» **Work task**
In the entries below, find the lines that contain the word "background" and copy them.

================

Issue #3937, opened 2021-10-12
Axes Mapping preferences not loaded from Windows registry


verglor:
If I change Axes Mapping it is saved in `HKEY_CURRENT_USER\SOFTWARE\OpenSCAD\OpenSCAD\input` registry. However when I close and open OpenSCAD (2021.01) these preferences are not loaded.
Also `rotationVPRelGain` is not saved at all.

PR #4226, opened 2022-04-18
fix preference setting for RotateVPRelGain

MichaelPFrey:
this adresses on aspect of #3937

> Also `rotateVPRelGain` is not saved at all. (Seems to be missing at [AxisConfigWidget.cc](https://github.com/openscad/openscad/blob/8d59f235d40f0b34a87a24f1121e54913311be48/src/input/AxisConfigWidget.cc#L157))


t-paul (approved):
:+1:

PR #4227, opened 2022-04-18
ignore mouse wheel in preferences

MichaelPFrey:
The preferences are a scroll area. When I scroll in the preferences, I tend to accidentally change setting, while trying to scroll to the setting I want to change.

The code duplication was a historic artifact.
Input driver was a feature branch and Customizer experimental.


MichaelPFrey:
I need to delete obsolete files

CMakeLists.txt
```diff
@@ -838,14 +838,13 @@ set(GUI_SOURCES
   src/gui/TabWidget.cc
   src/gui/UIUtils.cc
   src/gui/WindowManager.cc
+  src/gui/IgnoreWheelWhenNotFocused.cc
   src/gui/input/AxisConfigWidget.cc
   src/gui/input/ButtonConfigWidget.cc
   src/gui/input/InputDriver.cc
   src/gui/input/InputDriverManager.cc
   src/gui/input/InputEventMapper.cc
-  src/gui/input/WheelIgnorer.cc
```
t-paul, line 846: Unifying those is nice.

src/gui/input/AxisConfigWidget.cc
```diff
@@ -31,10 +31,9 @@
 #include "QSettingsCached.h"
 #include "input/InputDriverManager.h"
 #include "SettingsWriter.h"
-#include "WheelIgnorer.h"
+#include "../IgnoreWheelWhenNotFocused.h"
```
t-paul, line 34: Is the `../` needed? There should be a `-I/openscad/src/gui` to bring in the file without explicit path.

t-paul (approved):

================

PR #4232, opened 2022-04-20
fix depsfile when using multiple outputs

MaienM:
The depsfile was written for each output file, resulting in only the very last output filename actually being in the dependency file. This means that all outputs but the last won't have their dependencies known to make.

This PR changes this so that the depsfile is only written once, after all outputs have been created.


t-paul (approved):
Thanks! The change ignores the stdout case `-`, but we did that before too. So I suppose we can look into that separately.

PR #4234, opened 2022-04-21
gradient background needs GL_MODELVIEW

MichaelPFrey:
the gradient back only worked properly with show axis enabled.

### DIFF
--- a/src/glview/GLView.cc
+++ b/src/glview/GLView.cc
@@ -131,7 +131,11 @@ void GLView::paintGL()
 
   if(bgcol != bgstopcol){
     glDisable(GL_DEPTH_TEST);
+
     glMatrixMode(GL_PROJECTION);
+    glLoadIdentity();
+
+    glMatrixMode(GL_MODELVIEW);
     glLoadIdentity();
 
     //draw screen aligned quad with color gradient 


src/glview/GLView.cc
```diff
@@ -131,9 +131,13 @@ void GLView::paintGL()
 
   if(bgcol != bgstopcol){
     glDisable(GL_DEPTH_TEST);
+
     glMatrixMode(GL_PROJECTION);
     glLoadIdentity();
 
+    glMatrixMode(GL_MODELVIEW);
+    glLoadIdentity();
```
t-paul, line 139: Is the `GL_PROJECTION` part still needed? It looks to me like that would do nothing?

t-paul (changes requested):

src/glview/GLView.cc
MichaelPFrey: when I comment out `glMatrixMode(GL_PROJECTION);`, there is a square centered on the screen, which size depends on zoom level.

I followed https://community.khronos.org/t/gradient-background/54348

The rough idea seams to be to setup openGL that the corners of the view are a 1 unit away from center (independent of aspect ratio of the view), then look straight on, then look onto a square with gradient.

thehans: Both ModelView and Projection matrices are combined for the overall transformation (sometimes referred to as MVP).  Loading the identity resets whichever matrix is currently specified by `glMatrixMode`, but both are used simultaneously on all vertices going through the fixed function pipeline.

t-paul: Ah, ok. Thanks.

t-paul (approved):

================

» **Expected output**
gradient background needs GL_MODELVIEW
I followed https://community.khronos.org/t/gradient-background/54348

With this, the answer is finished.